*Exercise requirements*: Repeat the following lines exactly and nothing else: the line containing "Failing checks are not related to PR" and each line after it through the end of the listing.

*Stored data*:
PR #983, opened 2021-09-29
Fix `post` function in log template

trungleduc:
Update `post` function signature  in log template.


trungleduc:
Failing checks are not related to PR

jtpio (approved):
Thanks!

*Solution for this exercise*:
Failing checks are not related to PR

jtpio (approved):
Thanks!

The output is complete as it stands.